**DIRECTIONS FOR THIS TASK:** Would you please copy every line of the material that follows, exactly as it reads?
BEGIN
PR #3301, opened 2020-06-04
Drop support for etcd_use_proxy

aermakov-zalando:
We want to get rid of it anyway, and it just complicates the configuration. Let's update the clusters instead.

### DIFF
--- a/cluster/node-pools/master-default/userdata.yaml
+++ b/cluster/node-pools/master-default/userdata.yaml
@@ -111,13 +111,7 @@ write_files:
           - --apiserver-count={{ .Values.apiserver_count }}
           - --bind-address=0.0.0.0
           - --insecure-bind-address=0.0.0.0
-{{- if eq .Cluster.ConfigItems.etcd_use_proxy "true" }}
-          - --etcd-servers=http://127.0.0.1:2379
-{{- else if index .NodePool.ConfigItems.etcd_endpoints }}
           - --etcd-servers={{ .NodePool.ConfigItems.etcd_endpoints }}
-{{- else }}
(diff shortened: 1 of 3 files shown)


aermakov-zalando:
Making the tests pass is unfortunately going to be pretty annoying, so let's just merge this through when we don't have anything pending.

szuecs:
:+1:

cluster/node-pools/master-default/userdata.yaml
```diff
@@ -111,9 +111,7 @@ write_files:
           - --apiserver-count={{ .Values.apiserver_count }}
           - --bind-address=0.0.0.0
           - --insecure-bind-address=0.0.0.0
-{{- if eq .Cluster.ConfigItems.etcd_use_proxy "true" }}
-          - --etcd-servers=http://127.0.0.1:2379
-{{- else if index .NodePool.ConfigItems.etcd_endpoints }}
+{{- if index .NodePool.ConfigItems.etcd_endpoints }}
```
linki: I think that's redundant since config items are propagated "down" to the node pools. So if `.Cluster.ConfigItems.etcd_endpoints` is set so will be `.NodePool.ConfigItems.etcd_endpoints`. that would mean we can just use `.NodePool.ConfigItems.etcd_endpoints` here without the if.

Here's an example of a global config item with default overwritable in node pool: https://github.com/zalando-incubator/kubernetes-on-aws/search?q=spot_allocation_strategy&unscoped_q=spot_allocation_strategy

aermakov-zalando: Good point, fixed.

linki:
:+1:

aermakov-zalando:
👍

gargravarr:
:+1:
END
**RESPONSE TO THIS TASK:**
PR #3301, opened 2020-06-04
Drop support for etcd_use_proxy

aermakov-zalando:
We want to get rid of it anyway, and it just complicates the configuration. Let's update the clusters instead.

### DIFF
--- a/cluster/node-pools/master-default/userdata.yaml
+++ b/cluster/node-pools/master-default/userdata.yaml
@@ -111,13 +111,7 @@ write_files:
           - --apiserver-count={{ .Values.apiserver_count }}
           - --bind-address=0.0.0.0
           - --insecure-bind-address=0.0.0.0
-{{- if eq .Cluster.ConfigItems.etcd_use_proxy "true" }}
-          - --etcd-servers=http://127.0.0.1:2379
-{{- else if index .NodePool.ConfigItems.etcd_endpoints }}
           - --etcd-servers={{ .NodePool.ConfigItems.etcd_endpoints }}
-{{- else }}
(diff shortened: 1 of 3 files shown)


aermakov-zalando:
Making the tests pass is unfortunately going to be pretty annoying, so let's just merge this through when we don't have anything pending.

szuecs:
:+1:

cluster/node-pools/master-default/userdata.yaml
```diff
@@ -111,9 +111,7 @@ write_files:
           - --apiserver-count={{ .Values.apiserver_count }}
           - --bind-address=0.0.0.0
           - --insecure-bind-address=0.0.0.0
-{{- if eq .Cluster.ConfigItems.etcd_use_proxy "true" }}
-          - --etcd-servers=http://127.0.0.1:2379
-{{- else if index .NodePool.ConfigItems.etcd_endpoints }}
+{{- if index .NodePool.ConfigItems.etcd_endpoints }}
```
linki: I think that's redundant since config items are propagated "down" to the node pools. So if `.Cluster.ConfigItems.etcd_endpoints` is set so will be `.NodePool.ConfigItems.etcd_endpoints`. that would mean we can just use `.NodePool.ConfigItems.etcd_endpoints` here without the if.

Here's an example of a global config item with default overwritable in node pool: https://github.com/zalando-incubator/kubernetes-on-aws/search?q=spot_allocation_strategy&unscoped_q=spot_allocation_strategy

aermakov-zalando: Good point, fixed.

linki:
:+1:

aermakov-zalando:
👍

gargravarr:
:+1:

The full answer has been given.